万葉集の世界に飛び込もう(その2567)―書籍掲載歌を中軸に―

●歌は、「やすみしし 我ご大君 高照らす 日の皇子 荒栲の 藤井が原に 大御門 始めたまひて 埴安の 堤の上に あり立たし 見したまへば ・・・(作者未詳 1-52)」である。

 この歌については、拙稿ブログ「万葉歌碑を訪ねて(その1788)」で「天の香具山」、「香具山」と詠まれた歌は十三首とともに紹介している。

 

●「同(その1788)」で紹介している歌碑は、橿原市明日香村 紀寺跡(明日香庭球場)にある。

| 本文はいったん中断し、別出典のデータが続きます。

PR #148, opened 2023-05-30
Scaffolded pipeline exception handling in pipeline register

### LINKED ISSUE #130: Bug: Scaffolded pipelines are broken by default. (And the error message doesn't tell you why)
Steps to repro:
1. scaffold a new pipeline
2. try to register it

Expected behavior:
1. A no-op pipeline is registered

Observed behavior:
User gets an exception like " Could not parse /Users/will/Sandbox/seedlings/mastml/solute_energy_shift/pipeline.py as a Garden pipeline. Could not execute the Python code". This hides the more useful exception, "MlflowException: Not a proper models:/ URI: models:/YOUR MODEL's NAME HERE. Models URIs must be of the form ..."

Discussion:
It's debatable whether the scaffolded pipeline should be registerable as is. I think we should start users out with something that is known-working but maybe there's a case that we shouldn't. But we _definitely_ need to improve the error message.

MaxTuecke:
Fixes #130

## Overview

Adds better exception handling to pipeline register. Now shows user MLFlow errors during pipeline register and will explicitly warn the user when they try to register a scaffolded pipeline. 

## Testing

Adds two unit tests in test_filesystem_utils to check for appropriate errors in the cases of an invalid model name and trying to register a scaffolded pipeline. 

## Documentation

No documentation added.

----
:books: Documentation preview :books:: https://garden-ai--148.org.readthedocs.build/en/148/

### DIFF
--- a/garden_ai/app/model.py
+++ b/garden_ai/app/model.py
@@ -71,11 +71,6 @@ def register(
             f"Sorry, we only support 'sklearn', 'tensorflow', and 'pytorch'. The {flavor} flavor is not yet supported."
         )
 
-    if name == "YOUR MODEL's NAME HERE":
-        raise typer.BadParameter(
-            "Model name 'YOUR MODEL's NAME HERE' is reserved for scaffolded pipeline example. Please change your model name to something else."
-        )
-
     only_one_dataset_option_provided = (dataset_url and not dataset_doi) or (
         dataset_doi and not dataset_url
     )
--- a/garden_ai/app/model.py
+++ b/garden_ai/app/model.py
@@ -71,6 +71,11 @@ def register(
             f"Sorry, we only support 'sklearn', 'tensorflow', and 'pytorch'. The {flavor} flavor is not yet supported."
         )
 
+    if name == "YOUR MODEL's NAME HERE":
+        raise typer.BadParameter(
+            "Model name 'YOUR MODEL's NAME HERE' is reserved for scaffolded pipeline example. Please change your model name to something else."
+        )
+
     only_one_dataset_option_provided = (dataset_url and not dataset_doi) or (
         dataset_doi and not dataset_url
     )
--- a/garden_ai/mlmodel.py
+++ b/garden_ai/mlmodel.py
@@ -20,7 +20,7 @@ class ModelUploadException(Exception):
 
 
 class PipelineLoadScaffoldedException(Exception):
-    """Exception raised when a user attempts to load model with the scaffolded pipeline model name"""
+    """Exception raised when a user attempts to load model with the name SCAFFOLDED_MODEL_NAME"""
 
     pass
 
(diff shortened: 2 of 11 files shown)


garden_ai/utils/filesystem.py
```diff
@@ -31,6 +40,17 @@ def load_pipeline_from_python_file(python_file: Path) -> Pipeline:
     module = importlib.util.module_from_spec(spec)
     try:
         spec.loader.exec_module(module)
+    except ScaffoldedModelException as e:
+        raise ScaffoldedModelException(
+            "Failed to load model. It looks like you are trying to register a scaffolded pipeline."
+            + " Please replace YOUR MODEL's NAME HERE in your pipeline.py with the name of a registered Garden model."
```
WillEngler, line 46: Direct instruction on how to fix the issue right in the error message, perfect

garden_ai/mlmodel.py
```diff
@@ -193,6 +199,14 @@ def __init__(
         self.model = None
         self.model_full_name = model_full_name
         self.model_uri = f"models:/{model_full_name}"
+
+        # check if model name is 'YOUR MODEL's NAME HERE'
+        # lets users know if they are trying to upload a scaffolded pipeline.
+        if self.model_full_name == "YOUR MODEL's NAME HERE":
```
WillEngler, line 205: I think this is a good approach overall but I have a nitpick. This is a classic "magic string" situation where we probably want to pull "YOUR MODEL'S NAME HERE" into a constant that gets referenced both by the scaffolding code and the code that does the helpful check. That way if we change the name in one place it will still be right in all the other places. (Especially if we want to fix something subtle like that one weird lowercase 's'.)

garden_ai/app/model.py
```diff
@@ -71,6 +71,11 @@ def register(
             f"Sorry, we only support 'sklearn', 'tensorflow', and 'pytorch'. The {flavor} flavor is not yet supported."
         )
 
+    if name == "YOUR MODEL's NAME HERE":
+        raise typer.BadParameter(
+            "Model name 'YOUR MODEL's NAME HERE' is reserved for scaffolded pipeline example. Please change your model name to something else."
+        )
```
WillEngler, line 77: I'm not sure we need this check. I think we would already throw an error at Pydantic validation for `LocalModel` because model names aren't allowed to have spaces. (Or pretty much anything that isn't alphanumeric.) Also, while it's easy for someone to use the name in the scaffolded pipeline by mistake, someone would have to be deliberate to upload a model with this name. I'd lean towards taking out this check assuming that other validation would catch it, but open to other takes.

garden_ai/utils/filesystem.py
```diff
@@ -31,6 +40,17 @@ def load_pipeline_from_python_file(python_file: Path) -> Pipeline:
...
+            + "\nFor more information on how to use Garden, please read our docs: https://garden-ai.readthedocs.io/en/latest/"
+        ) from e
+    except MlflowException as e:
```
WillEngler, line 49: I think MLflow exceptions are broader than this. I think it's possible we could see an MLflowException because of, say, an auth error or a transient network error. I think you _could_ know that it's not the name of a registered model if it has a 404 error code.

WillEngler (commented):
Good approach overall! I have some nits and some design questions but this is mostly there.

garden_ai/templates/pipeline
```diff
@@ -39,7 +39,7 @@ def another_step(data: object) -> object:
 @step
 def run_inference(
     input_arg: object,
-    model=Model("YOUR MODEL's NAME HERE"),
+    model=Model("{{ scaffolded_model_name }}"),
```
WillEngler, line 42: Great!

WillEngler (approved):
Thanks for addressing my feedback! This looks good to go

橿原市明日香村 紀寺跡(明日香庭球場)万葉歌碑(作者未詳 巻七 一〇九六) 20221001撮影

●巻一 五二歌をみていこう。

 

題詞は、「藤原宮御井歌」<藤原の宮の御井(みゐ)に歌>である。

 

◆八隅知之 和期大王 高照 日之皇子 麁妙乃 藤井我原尓 大御門 始賜而 埴安乃 堤上尓 在立之 見之賜者 日本乃 青香具山者 日經乃 大御門尓 春山跡 之美佐備立有 畝火乃 此美豆山者 日緯能 大御門尓 弥豆山跡 山佐備伊座 耳為之 青菅山者 背友乃 大御門尓 宣名倍 神佐備立有 名細 吉野乃山者 影友乃 大御門従 雲居尓曽 遠久有家留 高知也 天之御蔭 天知也 日之御影乃 水許曽婆 常尓有米 御井之清水

       (作者未詳 巻一 五二)

 

≪書き下し≫やすみしし 我ご大君 高照らす 日の皇子 荒栲の 藤井が原に 大御門 始めたまひて 埴安の 堤の上に あり立たし 見したまへば 大和の 青香具山は 日の経の 大御門に 春山と 茂みさび立てり 畝傍の この瑞山は 日の緯の 大御門に 瑞山と 山さびいます 耳成の 青菅山は 背面の 大御門に よろしなへ 神さび立てり 名ぐはし 吉野の山は かげともの 大御門ゆ 雲居にぞ 遠くありける 高知るや 天の御蔭 天知るや 日の御蔭の 水こそば とこしへにあらめ 御井のま清水

 

(訳)あまねく天の下を支配せられるわが大君、高々と天上を照らしたまう日の神の皇子、われらの天皇(すめらみこと)が藤井が原のこの地に大宮(おおみや)をお造りになって、埴安の池の堤の上にしっかと出で立ってご覧になると、ここ大和の青々とした香具山は、東面(ひがしおもて)の大御門(おおみかど)にいかにも春山(はるやま)らしく茂り立っている。畝傍のこの瑞々(みずみず)しい山は、西面(にしおもて)の大御門にいかにも瑞山(みずやま)らしく鎮まり立っている。耳成の青菅(あおすが)茂る清々(すがすが)しい山は、北面(きたおもて)の大御門にふさわしく神さび立っている。名も妙なる吉野の山は、南面(みなみおもて)の大御門からはるか向こう、雲の彼方(かなた)に連なっている。佳山々に守られた、高く聳え立つ御殿、天(あめ)いっぱいに広がり立つ御殿、この大宮の水こそは、とこしえに湧き立つことであろう。ああ御井(みい)の真清水は。(同上)

(注)御井:聖泉。土地の命の根源。(伊藤脚注)

(注)藤井が原:藤の茂る井のある原。題詞の「藤原」に同じ。(伊藤脚注)

(注)埴安の(池):香具山の麓にあった池。(伊藤脚注)

(注)ありたつ【あり立つ】自動詞:①いつも立っている。ずっと立ち続ける。②繰り返し出かける。(weblio古語辞典 学研全訳古語辞典)ここでは①の意

(注)よろしなへ【宜しなへ】副詞:ようすがよくて。好ましく。ふさわしく。 ※上代語。(学研)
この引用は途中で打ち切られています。